Of the early history of the Imam Ahmad but little is known. He was the son of one Ibrahim el Ghazi, and both he and his father were common soldiers in the troop of Garad Aboun. Nothing even is said as to his nationality. He was certainly not an Arab : probably he was a Somali, for we find him closely connected with many who were Somalis.[54]

According to Leo Africanus (1526) and George Sale (1760), the Adelites were of a tawny brown or olive complexion on the northern littoral, and grew swarthier towards the southern interior. They generally had long, lank hair. Most wore a cotton sarong but no headpiece or sandals, with many glass and amber trinkets around their necks, wrists, arms and ankles. The king and other aristocrats often donned instead a body-length garment topped with a headdress. All were Muslims.[29][55] In the southern hinterland, the Adelites lived beside pagan "Negroes", with whom they bartered various commodities.[56][57]

Languages

Various languages from the Afro-Asiatic family were spoken in the vast Adal Sultanate. Arabic served as a lingua franca, and was used by the ruling Walashma dynasty.[58] According to the 19th-century Ethiopian historian Asma Giyorgis suggests that the Walashma Dynasty themselves spoke Arabic.[59]

Economy

Awash River was the main river of Adal/Ifat sultanates and provided abundant agricultural produce and fresh water
Ibn Majid's notes on Berbera which was a large port of the sultanate

One of the empire's most wealthy provinces was Ifat it was well watered, by the large river Awash. Additionally, besides the surviving Awash River, at least five other rivers in the area between Harar and Shawa plateau existed.[60] The general area was well cultivated, densely populated with numerous villages adjoining each other. Agricultural produce included three main cereals, wheat, sorghum and teff, as well as beans, aubergines, melons, cucumbers, marrows, cauliflowers and mustard. Many different types of fruit were grown, among them bananas, lemons, limes, pomegranates, apricots, peaces, citrons mulberries and grapes. Other plants included sycamore tree, sugar cane, from which kandi, or sugar was extracted and inedible wild figs.

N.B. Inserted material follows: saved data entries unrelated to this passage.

Issue #363, opened 2018-03-05
Remove Manage-specific functionality from PageHeader


nkohari:
The `<PageHeader>` component is a little too specific to the Manage PoC. We need to split it into a reusable component (which will be part of Cosmos) and a component that provides the Manage-specific functionality (which will be part of the example app).

landitus:
Solved in #385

The province also grew the stimulant plant Khat. Which was exported to Yemen. Adal was abundant in large numbers of cattle, sheep, and some goats. There was also chickens. Both buffaloes and wild fowl were sometimes hunted. The province had a great reputation for producing butter and honey. .[61]

Whereas provinces such as Bale, surrounding regions of Webi Shabelle was known for it cotton cultivation and an age old weaving industry. While the El Kere region produced salt which was an important trading item [62]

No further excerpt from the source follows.